Instructions for the task:
Copy each line of the records that contains the word "navigation".
=== Data to use ===
PR #1453, opened 2022-11-03
feat(chrome): add aria-current attribute to NavItem component, when it's current

jgorfine-zendesk:
## Description

This PR adds the `aria-current` attribute to Chrome nav item that represents the current page. This will help assistive tech users — especially screen reader users — orient themselves within the navigation. 

## Detail

https://user-images.githubusercontent.com/93289772/199769721-7f2d2273-755b-4f80-89d3-c0c543d3704c.mov

## Checklist


packages/chrome/src/elements/nav/NavItem.tsx
```diff
@@ -44,6 +46,7 @@ export const NavItem = React.forwardRef<HTMLButtonElement, INavItemProps>(
         hue={hue}
         isDark={isDark}
         isLight={isLight}
+        aria-current={ariaCurrent}
```
jzempel, line 49:
```suggestion
        aria-current={other.isCurrent}
```

We can't guarantee that these nav items are always used for page level navigation.

jzempel (changes requested):

packages/chrome/src/elements/nav/NavItem.tsx
jgorfine-zendesk: Gotcha. How do consumers add destinations (`href`s) to these elements? Is there an opportunity to conditionally set the value to `page` if we know the components are intended to behave like links?

jgorfine-zendesk: Fair enough. Is there someplace we can document this, so that consumers can see that this is the preferred approach?

jzempel (approved):

Issue #1289, opened 2016-04-11
Should `config.conventions.assets` apply to npm stuff? / Difficult to use the JS of  the bootstrap-sass npm package


lydell:
### Description

It’s not possible to `require('bootstrap-sass')` (`bootstrap-sass` is an npm package) using the default Brunch config.

### Environment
===
Result for this exercise:
This PR adds the `aria-current` attribute to Chrome nav item that represents the current page. This will help assistive tech users — especially screen reader users — orient themselves within the navigation. 
We can't guarantee that these nav items are always used for page level navigation.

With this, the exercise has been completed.